That suggests a hierarchy too, of importance. Merely putting things online, while important, is not necessarily transformative unless that kind of material has never been digitized before. Then the conversation also becomes about how that work was done, the decisions made, the relationship between the digital object and the physical one. I have a student working on a project, for instance, to put together an online exhibition related to Black History in Canada. This is important, but the exhibition itself is not transformative. The real scholarship, the real transformation, happens when she starts exploring those materials through text analysis, putting a macroscopic lens on the whole corpus of materials that she has collected.

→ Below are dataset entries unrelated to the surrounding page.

PR #207, opened 2020-01-27
Allow dev and test environments to diverge

nlisgo:
Moving to a [persistent storage](https://github.com/libero/article-store/pull/116) introduces the need to have a minimal setup to run unit tests. The `dev` and `prod` environments will need to, at least, have the database container as a dependency.

### DIFF
--- a/.docker/docker-compose.test.yml
+++ b/.docker/docker-compose.test.yml
@@ -5,12 +5,3 @@ services:
     build:
       target: test
     image: libero/article-store:${IMAGE_TAG:-master}-dev
-    volumes:
-      - ../.eslintignore:/app/.eslintignore
-      - ../.eslintrc.js:/app/.eslintrc.js
-      - ../jest.config.js:/app/jest.config.js
-      - ../src/:/app/src
-      - ../package.json:/app/package.json
-      - ../package-lock.json:/app/package-lock.json
-      - ../test/:/app/test
-      - ../tsconfig.json:/app/tsconfig.json
--- a/.docker/docker-compose.test.yml
+++ b/.docker/docker-compose.test.yml
@@ -1,0 +1,16 @@
+version: '3.4'
+
+services:
+  app:
+    build:
+      target: test
+    image: libero/article-store:${IMAGE_TAG:-master}-dev
+    volumes:
+      - ../.eslintignore:/app/.eslintignore
+      - ../.eslintrc.js:/app/.eslintrc.js
+      - ../jest.config.js:/app/jest.config.js
+      - ../src/:/app/src
+      - ../package.json:/app/package.json
+      - ../package-lock.json:/app/package-lock.json
+      - ../test/:/app/test
+      - ../tsconfig.json:/app/tsconfig.json
--- a/Makefile
+++ b/Makefile
@@ -3,7 +3,7 @@
 
 SHELL = /usr/bin/env bash
 
-ifneq (${TARGET}, prod)
+ifndef TARGET
 TARGET = dev
 endif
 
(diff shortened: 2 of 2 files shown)


.docker/docker-compose.test.yml
```diff
@@ -0,0 +1,16 @@
+version: '3.4'
+
+services:
+  app:
+    build:
+      target: test
+    image: libero/article-store:${IMAGE_TAG:-master}-dev
+    volumes:
```
giorgiosironi: when we paired, this introduced duplication between the `docker-compose.*.yml` files but I had no good ideas on how to remove it (only bad ones)

Makefile
```diff
@@ -68,7 +68,7 @@ fix: export TARGET = dev
 fix: ## Fix linting issues in the code
 	${DOCKER_COMPOSE} run --rm app npm run lint:fix
 
-test: export TARGET = dev
+test: export TARGET = test
```
giorgiosironi, line 71: hidden assumption that was made here: potential integration tests that use the database would be run with a separate `integration-test` Make target

giorgiosironi: Personally *in terms of naming targets* I would prefer something like:

- `unit-test`: in-memory tests
- `integration-test`: tests that use the database
- `test`: `unit-test` plus `integration-test` if the former passes

But this is unrelated, would only be introduced with integration tests.

.docker/docker-compose.test.yml
nlisgo: The only way around this would be to create more composer files so that we could share some things between environments but this may overcomplicate the Makefile.

thewilkybarkid: Not sure a `test` environment should have code mounted in it.

Makefile
```diff
@@ -3,7 +3,7 @@
 
 SHELL = /usr/bin/env bash
 
-ifneq (${TARGET}, prod)
+ifndef TARGET
 TARGET = dev
 endif
```
thewilkybarkid, line 8: Slight difference in that `TARGET=pord` probably breaks badly rather than defaulting to `dev`. Neither's ideal, better would be an error if it's not in the set list. Wonder if we can extract a change here to cater for that.

thewilkybarkid:
> The `dev` and `prod` environments will need to, at least, have the database container as a dependency.

This is referring to running (unit) tests, linting etc, where the `dev` `app` container doesn't need a database. Maybe there's something else we can do (could be as simple as not having the dependency, need to check what the implications are).

giorgiosironi:
> could be as simple as not having the dependency

As long as there is a separate `docker-compose up postgres -d` in the Makefile, the dependency is not needed. It does not provide a strong ordering as it only starts the containers rather than introducing any wait.

.docker/docker-compose.test.yml
nlisgo: > Not sure a `test` environment should have code mounted in it.

I will remove the volumes from test and we can reintroduce them if need arises.

.docker/docker-compose.test.yml
```diff
@@ -0,0 +1,7 @@
+version: '3.4'
+
+services:
+  app:
+    build:
+      target: test
+    image: libero/article-store:${IMAGE_TAG:-master}-dev
```
giorgiosironi, line 7: Not understanding, if the original point was to run the unit tests quickly (without starting the database), removing the volumes means you don't see the code changes when starting a new container; hence you need to rebuild the image every time you run the unit tests?

nlisgo:
After discussion with @giorgiosironi  and @thewilkybarkid, we have agreed to not introduce strong dependencies in the docker compose files but maintain them as separate setup steps in the Makefile. I will introduce these changes to https://github.com/libero/article-store/pull/116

Digital Work is Public Work
The other important point about process is that digital work always (99.9 times out of 100; my early agent modeling work had no internet presence, for instance) has a public, outward looking face. Platforms like blogs allow for public engagement with our work – so digital work is a kind of public humanities. The structure of the internet, of how its algorithmns find and construct knowledge and serve that up to us via Google, is such that work that is valuable and of interest creates a bigger noise in a positive feedback loop. The best digital work is done in public. ‘Public’ should not be a dirty word along the lines of ‘popular’. The internet looks different to each person who goes online (and our algorithmns make sure that each person sees a personalized internet, because that’s how one makes money online), so hits on a blog post are not random meaningless clicks but rather an engagement with a broader community. As far as academic blogging goes, that broader community is other academics and students. Print journals & peer reviewed articles are just one way of engaging with our chosen communities. With post-publication models of peer review like Digital Humanities Now and the Journal of Digital Humanities (models that are making inroads in other disciplines), we should treat these on an equal footing with the more familiar models. I’d argue that post-publication peer review is a greater indicator of significance and value that a regular, two blind reviewers into print model.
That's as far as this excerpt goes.